Quantum dots (QDs) are three-dimensionally confined semiconductor nanoparticles that have been extensively studied to meet the demands of modern applications. Among them, core/shell QDs have emerged as highly versatile nanostructures that integrate quantum confinement with engineered band alignment, offering superior optical stability, high quantum yield, and reduced nonradiative losses compared to bare QDs. Beyond chemical stability, the shape, size, and surface modifications of core/shell QDs critically influence their optical and electronic properties, thereby governing effective carrier confinement. By spatially separating the optically active core from a passivating or electronically engineered shell, core/shell architectures suppress surface trap-mediated nonradiative recombination and spectral diffusion, resulting in higher quantum yields, improved photostability, and tunable band alignments for charge and exciton confinement. These attributes position core/shell QDs as promising materials for next-generation technologies.

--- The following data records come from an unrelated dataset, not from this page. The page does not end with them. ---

PR #2674, opened 2019-10-17
[IDSEQ-1017] Use display names in ReviewStep in the upload flow

jshoe:
### Description
- JIRA: https://jira.czi.team/browse/IDSEQ-1017
- Before, the review step was not using the display names for the metadata column headers (and didn't have that info loaded in the component).

### Notes
- This adds an extra call to `getProjectMetadataFields`, which seemed cheap enough and cleaner to me than the alternative of moving that state onto the lowest common parent `SampleUploadFlow` and managing the state like project changes. This is parallel to `MetadataUpload` which also calls `getProjectMetadataFields` and can be used independently.
- The component hierarchy is: SampleUploadFlow => [UploadMetadataStep => MetadataUpload (calls getProjectMetadataFields), ReviewStep].

### Tests
- Go to /samples/upload, go through the steps, get to the review step, see display names like "Sample Type" instead of "sample_type".

#### Before:
Screen Shot 2019-10-16 at 6 14 58 PM

#### After:
Screen Shot 2019-10-16 at 6 02 17 PM

### DIFF
--- a/app/assets/src/components/views/SampleUploadFlow/ReviewStep.jsx
+++ b/app/assets/src/components/views/SampleUploadFlow/ReviewStep.jsx
@@ -59,22 +59,18 @@ class ReviewStep extends React.Component {
   };
 
   getDataHeaders = () => {
-    const { uploadType } = this.props;
+    const { uploadType, metadata } = this.props;
     const { projectMetadataFields } = this.state;
 
     // Omit sample name, which is the first header.
     let metadataHeaders = without(
       ["Sample Name", "sample_name"],
-      this.props.metadata.headers
+      metadata.headers.map(
+        // Convert to use friendly name.
+        h => projectMetadataFields[h] && projectMetadataFields[h].name
+      )
     );
-    if (projectMetadataFields) {
-      metadataHeaders = metadataHeaders.map(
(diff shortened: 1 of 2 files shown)


app/assets/src/components/views/SampleUploadFlow/ReviewStep.jsx
```diff
@@ -23,10 +33,19 @@ const processMetadataRows = metadataRows =>
 class ReviewStep extends React.Component {
   state = {
     consentChecked: false,
-    showUploadModal: false,
+    projectMetadataFields: null,
     showLessDescription: true,
+    showUploadModal: false,
   };
 
+  async componentDidMount() {
```
tfrcarvalho: Lets keep lifecycle methods lean and not blocking.
You should move the fetch call to server to its own function and have `componentDidMount` return immediately.
Even if it works, since this is not a function you yourself call, it makes no sense to change its behavior.
Also, because you are not calling it directly, it make no sense to guarantee that you return a Promise.

jshoe: extracted 👍

PR #2676, opened 2019-10-18
Fix genus assignment in heatmap

gregdingle:
# Description

This fixes a bug in heatmaps that was revealed by sorting by genus ID. See https://github.com/chanzuckerberg/idseq-web/pull/2675 . `cleanup_missing_genus_counts!` assumes that "there should be a genus_pair for every species" in the result set, which is true for the report page but not the heatmap. 

The fix is simply to put `cleanup_missing_genus_counts` calls in the report page code path only. 

# Notes

* It looks like the genus ID was being incorrectly overridden for all heatmap taxa for the past two years. 
* When I first started working with the heatmap, I noticed the copious warnings in the logs, I asked if anyone knew what it meant, and then I learned to ignore it. 
* It also looks like the heatmap SQL is unnecessarily fetching genus counts then discarding them. I will remove this in a follow up PR.
* There is still a bunch of copied and pasted code between the report and heatmap

# Tests
Before: endpoint json contains all negative genus IDs
After: endpoint json contains correct genus IDs

Before
image

After
image

Report page
* unchanged
* correct IDs in json endpoint


app/lib/report_helper.rb
```diff
@@ -438,6 +438,9 @@ def self.fake_genus!(tax_info)
     # This is a workaround for a bug we are fixing soon... but leaving
     # in the code lest that bug recurs.  A warning will be logged.
     #
+    # Two years ago, the above comment was written. It is not clear whether the
```
jshoe: do you want to date these comments? 😅

tfrcarvalho: Should probably generate an alert for this... Make the bug more visible.

gregdingle: I thought git blame was enough for dating the comments. 

As for the alert, I think it is better to ask @boris-dimitrov or whoever would know and try to fix to root cause. There was a log warning already but we ignored it.

tfrcarvalho: Exactly because it was ignored, we have to raise its visibility to an error+alert. Until we fix it. It was ignore because it was a warning...

tfrcarvalho: OK, maybe we need to clarify this logic before raising a more drastic alert...

gregdingle: @jshoe said it was related to an old "hit calling" feature which affected samples for a few weeks. So it should still work correctly as a workaround for the report page. No need to raise an alert.

PR #2678, opened 2019-10-21
Revert monitor parallelism change

morsecodist:
# Description

Reverts the changes to parallelism that I made. 
- Removes the `parallel` gem (though it is still a dependency of rubocop)
- Returns the sharded approach to parallelism

I am keeping some of the error message handling and logging I added.

# Tests

To test this I started the application locally and ensured that the benchmarks were being properly run.


gregdingle:
What's the hold-up here?

PR #2680, opened 2019-10-22
Make taxon lineage versions not nullable

gregdingle:
# Description

This modifies the SQL schema of `taxon_lineages` to avoid data corruption. 

# Notes

* Today I deleted all existing rows in `taxon_lineages` that contained `NULL` in the two columns
* This change will take a few minutes to execute during deployment but it is push-safe because the old and new versions of the schema work with prod code. 

# Tests

`rails db:migrate`


gregdingle:
> Any estimate of how long the deploy will take in prod?

Each `alter table modify` took 3 min locally, and prod has the same data as local, so I estimate it will add 6 min to the deployment. 

> Looks like Travis still has an error

Should be fixed now.

jshoe:
> Each `alter table modify` took 3 min locally, and prod has the same data as local, so I estimate it will add 6 min to the deployment.

Ok, heads up @davidrissato / @j-x-han for when this goes out

PR #2683, opened 2019-10-23
[IDSEQ-1331] Disable redundant use of UglifyJS to speed up deploys

jshoe:
### Description
- It looks like we have an extra invocation of UglifyJS that we don't need and slows down our containers on deployment (specifically on the first request post-boot up).
- There may be more deploy-related PRs to follow this.

### Notes
- In our Dockerfile we have `npm run build-img`, which calls `webpack --config webpack.config.prod.js` which includes `minimizer` `UglifyJsPlugin` and already generates packed versions of `app/assets/src` files. As discovered before, this uses a lot of memory.
Screen Shot 2019-10-23 at 3 18 19 PM

- In staging.rb and prod.rb, we also have `config.assets.js_compressor = Uglifier.new(harmony: true)`, which uses the Uglifier gem (https://github.com/lautis/uglifier) which also uses UglifyJS. This is almost entirely redundant except for trivial files that are in `app/assets` but not in `app/assets/src` (where we do want to keep all the JS code).

- In my testing, I found that `js_compressor` line to be the likely culprit behind very slow first requests. In the asset pipeline docs, there are modes that reference "on the first request the assets are compiled" (https://guides.rubyonrails.org/v4.0.0/asset_pipeline.html) and that seems to be how our Rails app was behaving. Unfortunately I couldn't get the compressor to generate a nice verbose output, which would've been additional evidence.

Screen Shot 2019-10-23 at 2 18 29 PM

- Indeed, trying to run the compilation locally and manually was slow and I ran out of memory.

Screen Shot 2019-10-23 at 2 45 17 PM

### Testing
- As in the notes, I'm confident that nothing of value will be lost, if anything.
- Pushed a testing branch to staging with these settings. You can verify that the site still behaves as expected, and the assets served as still very ugly.
Screen Shot 2019-10-23 at 4 23 13 PM
Screen Shot 2019-10-23 at 4 06 08 PM

- Looked through files in Sources and Network tabs in Chrome in staging vs. prod and found that they had the same formatting.
Screen Shot 2019-10-23 at 3 48 26 PM

- I pushed my test branch multiple times and ran `curl -i https://staging.idseq.net` on a loop. Machines came up much faster and no longer saw the lag and timeout. In the ECS logs, service idseq-staging-web deploy logs were as expected.

### DIFF
--- a/config/environments/prod.rb
+++ b/config/environments/prod.rb
@@ -28,9 +28,8 @@ Rails.application.configure do
   # Apache or NGINX already handles this.
   config.public_file_server.enabled = ENV['RAILS_SERVE_STATIC_FILES'].present?
 
-  # Compress JavaScripts and CSS.
-  config.assets.js_compressor = Uglifier.new(harmony: true)
-  # config.assets.css_compressor = :sass
+  # Don't add an asset compressor here because we already minimize with webpack.
+  # Check out webpack.config.prod.js.
 
   config.assets.debug = true
   # Suppress logger output for asset requests.
--- a/config/environments/staging.rb
+++ b/config/environments/staging.rb
@@ -28,9 +28,8 @@ Rails.application.configure do
   # Apache or NGINX already handles this.
   config.public_file_server.enabled = ENV['RAILS_SERVE_STATIC_FILES'].present?
 
-  # Compress JavaScripts and CSS.
-  config.assets.js_compressor = Uglifier.new(harmony: true)
-  # config.assets.css_compressor = :sass
+  # Don't add an asset compressor here because we already minimize with webpack.
+  # Check out webpack.config.prod.js.
 
   config.assets.debug = true
   # Suppress logger output for asset requests.


cdebourcy:
Amazing detective work, Jonathan! 

>  and the assets served as still very ugly.
ahaha

Out of curiosity, any number we can put on the speedup for posterity?

jshoe:
> Out of curiosity, any number we can put on the speedup for posterity?

The time from `Booting Puma` to the first `Completed 200 OK` should really be no more than 15 seconds (assuming you switched the logging to a more verbose mode like in dev). Versus the 2-3 min times in the before case.

config/environments/prod.rb
```diff
@@ -28,9 +28,8 @@
   # Apache or NGINX already handles this.
   config.public_file_server.enabled = ENV['RAILS_SERVE_STATIC_FILES'].present?
 
-  # Compress JavaScripts and CSS.
-  config.assets.js_compressor = Uglifier.new(harmony: true)
-  # config.assets.css_compressor = :sass
+  # Don't add an asset compressor here because we already minimize with webpack.
```
gregdingle: ❤️

config/environments/staging.rb
```diff
@@ -28,9 +28,8 @@
   # Apache or NGINX already handles this.
   config.public_file_server.enabled = ENV['RAILS_SERVE_STATIC_FILES'].present?
 
-  # Compress JavaScripts and CSS.
-  config.assets.js_compressor = Uglifier.new(harmony: true)
-  # config.assets.css_compressor = :sass
+  # Don't add an asset compressor here because we already minimize with webpack.
```
gregdingle: Out of curiosity, is there a way to share rails environments so we don't need to copy code like this?

jshoe:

Two parallel approaches currently dominate technological progress. First, epitaxial self-assembled III–V core/shell heterostructures (e.g., InAs/InP, GaAs/AlGaAs variants) yield optically active, spin-addressable single QDs with steadily improving coherence and deterministic coupling to photonic cavities—key advances that enable single-photon sources and spin-qubit prototypes, with coherence times now reaching microseconds to milliseconds under optimized decoupling and material-growth strategies. Second, colloidal core/shell QDs (e.g., graded-alloy CdSe/CdS/ZnS and perovskite core/shell systems) provide solution processability, high brightness, and tunable band structures that support on-chip integration and scalable quantum-emitter arrays, though challenges remain in minimizing charge leakage and noise as well as enhancing surface/ligand stability.

In summary, core/shell quantum dots combine material-level strategies (band engineering, shell passivation) with device-level integration (cavities, photonic circuits) to provide a practical pathway toward scalable quantum emitters and spin qubits. Ongoing progress in growth chemistry, decoherence suppression, and heterogeneous integration will play a decisive role in shaping their impact on near-term quantum computing and quantum communication technologies.

Keywords: Core/shell, Quantum dots, Quantum computing, Confinement, Photonics, Band gap, Nanoscale physics.